Espiritualidad

LA MANO DEL MAESTRO

Estaba golpeado y marcado, y el rematador pensó que por su escaso valor, no tenía sentido perder demasiado tiempo con el viejo violín, pero lo levantó con una sonrisa.

“¿cuánto dan por mí, señores? -gritó-,

¿Quién empezará a apostar por mí?”

“Un dólar, un dólar” después, dos. ¿Solo dos?

“Dos dólares, ¿y quien da tres?

Tres dólares, a la una; tres dólares a las dos;

Y van las tres…”

Pero no, desde el fondo de la sala un hombre canoso, se adelantó y recogió el arco; luego después de quitar el polvo del viejo violín, estiró las cuerdas flojas, tocó una melodía pura y dulce como un coro de ángeles.

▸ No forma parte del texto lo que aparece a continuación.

PR #747, opened 2023-10-04
Allow Sirius accounts to send events

gregtyler:
# Purpose

Add permissions to event bus to allow specified account to send events to the bus.

For VEGA-2090 #minor

## Approach

Re-used permissions set from Sirius. I added an environment-level config parameter called `receive_account_id`, if it's an empty string then the permission isn't created.

## Learning

VS Code was much more helpful with this than I expected.

## Checklist

* [ ] Changes to Github Actions jobs have been checked for all workflows

### DIFF
--- a/terraform/environment/region/modules/event_bus/main.tf
+++ b/terraform/environment/region/modules/event_bus/main.tf
@@ -53,3 +53,30 @@ resource "aws_cloudwatch_event_target" "cross_account_put" {
   role_arn       = var.iam_role.arn
   provider       = aws.region
 }
+
+# Allow other accounts to send messages
+data "aws_iam_policy_document" "main" {
+  statement {
+    sid    = "CrossAccountAccess"
+    effect = "Allow"
+    actions = [
+      "events:PutEvents",
+    ]
+    resources = [
+      aws_cloudwatch_event_bus.main.arn
+    ]
+
+    principals {
+      type        = "AWS"
+      identifiers = [var.receive_account_id]
+    }
+  }
+}
+
+resource "aws_cloudwatch_event_bus_policy" "main" {
+  count          = var.receive_account_id == "" ? 0 : 1
+  event_bus_name = aws_cloudwatch_event_bus.main.name
+  policy         = data.aws_iam_policy_document.main.json
+  provider       = aws.region
+}
+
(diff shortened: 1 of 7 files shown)


terraform/environment/region/variables.tf
```diff
@@ -90,3 +90,9 @@ variable "target_event_bus_arn" {
   type        = string
   description = "ARN of the event bus to forward events to"
 }
+
+variable "receive_account_id" {
+  type        = string
```
andrewpearce-digital, line 95: let's make these lists of strings

terraform/environment/region/modules/event_bus/main.tf
```diff
@@ -53,3 +53,30 @@ resource "aws_cloudwatch_event_target" "cross_account_put" {
...
+    actions = [
+      "events:PutEvents",
+    ]
+    resources = [
+      aws_cloudwatch_event_bus.main.arn
+    ]
+
+    principals {
+      type        = "AWS"
+      identifiers = [var.receive_account_id]
```
andrewpearce-digital, line 71: this can be just the var as it would be a list of strings now

andrewpearce-digital (changes requested):
let's make these lists of strings to allow us to grant access to services in other accounts

andrewpearce-digital (changes requested):
lets call the new policy and policy document `receive` as it's not the only policy in the module

andrewpearce-digital (approved):

terraform/environment/region/modules/event_bus/main.tf
```diff
@@ -53,3 +53,30 @@ resource "aws_cloudwatch_event_target" "cross_account_put" {
...
+      type        = "AWS"
+      identifiers = var.receive_account_ids
+    }
+  }
+}
+
+resource "aws_cloudwatch_event_bus_policy" "cross_account_receive" {
+  count          = length(var.receive_account_ids) > 0 ? 1 : 0
+  event_bus_name = aws_cloudwatch_event_bus.main.name
+  policy         = data.aws_iam_policy_document.macross_account_receivein.json
```
andrewpearce-digital, line 79:
```suggestion
  policy         = data.aws_iam_policy_document.cross_account_receive.json
```

andrewpearce-digital (approved):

Cesó la música y el rematador, con una voz silenciosa y baja dijo:”¿cuánto me dan por el viejo violín?” y lo levantó en alto con el arco. “¿mil dólares, y quien da dos?” ¡Dos mil! ¿Y quién da tres? tres mil a la una; tres mil a las dos; y se va y se fue”, dijo.

La gente aplaudía, pero algunos gritaron, “¡no entendemos bien, ¿qué cambió su valor?” la respuesta no se hizo esperar: “¡la mano del maestro!”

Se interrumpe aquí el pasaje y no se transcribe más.